___ Records for this exercise

PR #2540, opened 2023-06-05
Continue polling remaining tenants on error

mdisibio:
**What this PR does**:
Currently, if flakey errors occur during polling, the entire loop exits early and doesn't restart until the next timer. This can effectively starve some tenants and cause their indexes to fall out of date both due to failure to be written and failure to be read.  This PR changes the high-level error handling to be a circuit-breaker style where it will keep going until a configurable amount of consecutive errors happen.  The idea is that flakey errors will not halt polling, but consistent errors due to misconfiguration, auth, or networking will, so that we don't keep hammering the backend.   By default it's set to tolerate 1 error only, meaning it will fail if there are 2 consecutive errors.  It can also be set to 0 to revert to the prior behavior where every error is honored.

Marked as draft because I want to get feedback on this approach or see if we want to do a different approach.  Because polling iterates tenants in order, tenants that are alphanumerically last are impacted the most.  An alternative fix would be to iterate tenants randomly or keep order across loops like compactors do. But I think the approach in this PR is more robust.

Fixes n/a

**Checklist**
- [x] Tests updated
- [x] Documentation added


mapno (approved):
Good change 👍

zalegrala:
:ship:

PR #2542, opened 2023-06-06
[tempo-mixin] add new alert to identify block list growth

zalegrala:
**What this PR does**:

Here we include a new mixin alert to notify when the block list growth is over 40% over the last 7 days.  This may indicates an under-scaled compactor deployment.

**Checklist**
- [ ] Tests updated
- [ ] Documentation added


ie-pham (approved):
🙏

______

* [Task]: Within the listing above, how many lines hold the string "added"? Answer with the number only.

* [Answer to the exercise]: 2